DuckDB's speed, versatility, and unified SQL interface allow us to quickly gain insights from diverse datasets.
What is DuckDB?
DuckDB is an embeddable, columnar database system. What does this mean?
- Embeddable: DuckDB can be used as a library in multiple programming languages, including Python.
- Columnar: DuckDB has a columnar, vectorized query engine which allows it to more efficiently process analytical queries compared to a traditional relational database management system (RDBMS).
File Type Support
DuckDB can load these file types:
- CSV
- Parquet
- Excel
- JSON
You can mix and match datasets of varying types into DuckDB tables, then run queries combining the disparate datasets using SQL joins.

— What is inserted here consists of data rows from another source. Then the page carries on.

PR #94, opened 2017-03-28
Remove line break in release script

flxo:
With `2349791` a line break in the release script is introduced that breaks
it. This patch removes that one. I noticed that when rereading the patch yesterday.

### DIFF
--- a/scripts/build-release.sh
+++ b/scripts/build-release.sh
@@ -24,8 +24,7 @@ case $system in
     Linux)
         # Build using rust-musl-builder
         rm -rf target/x86_64-unknown-linux-musl/release
-        docker run --rm -it -v "$(pwd)":/home/rust/src -v ~/.cargo/git:/home/rust/.cargo/git -v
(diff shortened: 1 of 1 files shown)


luser:
Thanks for the fix! I'm sure I would have banged my head against that soon enough.

flxo:
Thanks for merging.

This ability to query and join multiple datasets using a single interface, namely SQL, is immensely valuable.
Data Source Support
DuckDB can read from:
- Local filesystem
- http endpoints
- Cloud storage such as S3
- Database servers such as PostgreSQL and MySQL
This allows you to compare and join local data to files in cloud storage without having to manually download them.

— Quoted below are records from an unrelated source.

PR #98, opened 2017-04-05
Re-enable s3 by default, build with --features=all in CI

luser:
I think I missed this when the redis storage patch landed. Opening a PR to make sure the CI builds are OK before I land this.


luser:
I don't know why AppVeyor didn't schedule a build, but Travis is green and we were already building `--features=all` on AppVeyor anyway, so I'll just land this.

PR #105, opened 2017-04-11
Treat error exit codes of compilation as compile fail

### LINKED ISSUE #103: Compile errors hidden because of return code not equal zero of (C) compiler invocation
When a compile error with e.g `gcc` happens it returns with something != 0. The `clang` and `gcc` implementations use `utils::run_input_output` for compilation. The check for the result is 

```
    Box::new(future::result(child)
             .and_then(|child| {
                 wait_with_input_output(child, input).and_then(|output| {
                     if output.status.success() {
                         f_ok(output)
                     } else {
                         f_err(ErrorKind::ProcessError(output))
                     }
                 })
             }))
```

which ends up in treating the result as an error in `server::start_compile_task` (the match in [server.rs:538](https://github.com/mozilla/sccache/blob/master/src/server.rs#L538)). The `stdout` and `stderr` are [discarded and never shown somewhere](https://github.com/mozilla/sccache/blob/master/src/server.rs#L592-L603). The return code is also discarded and the client exits with -2.

flxo:
If the invocation of a compilation fails with a non zero exit
code the compilation failed. This patch forwards stdout and
stderr with the compiler exit code to the client.

This fixes #103.

### DIFF
--- a/src/server.rs
+++ b/src/server.rs
@@ -94,6 +94,16 @@ fn notify_server_startup(name: &Option<OsString>, success: bool) -> io::Result<(
     notify_server_startup_internal(pipe, success)
 }
 
+#[cfg(unix)]
+fn get_signal(status: ExitStatus) -> i32 {
+    use std::os::unix::prelude::*;
+    status.signal().expect("must have signal")
+}
+#[cfg(windows)]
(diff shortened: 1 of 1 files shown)


luser:
Thanks for the fix!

For example, to view a parquet file from S3 using the DuckDB CLI:
SELECT * FROM 's3://my-bucket/file.parquet';
The full power of SQL is available to read and transform the data.
Also, while DuckDB can load datasets into memory, it can save multiple tables into a single database file for later use.
Diverse Data and DuckDB
In summary, DuckDB is a powerful and flexible tool for working with diverse datasets. Whether you’re working with local files, cloud storage, or live database connections, DuckDB’s unified SQL interface simplifies the process, allowing you to extract insights quickly and efficiently.
Its ability to efficiently process analytical queries, support multiple file formats, and seamlessly integrate with various data sources makes it an excellent choice for data analysis.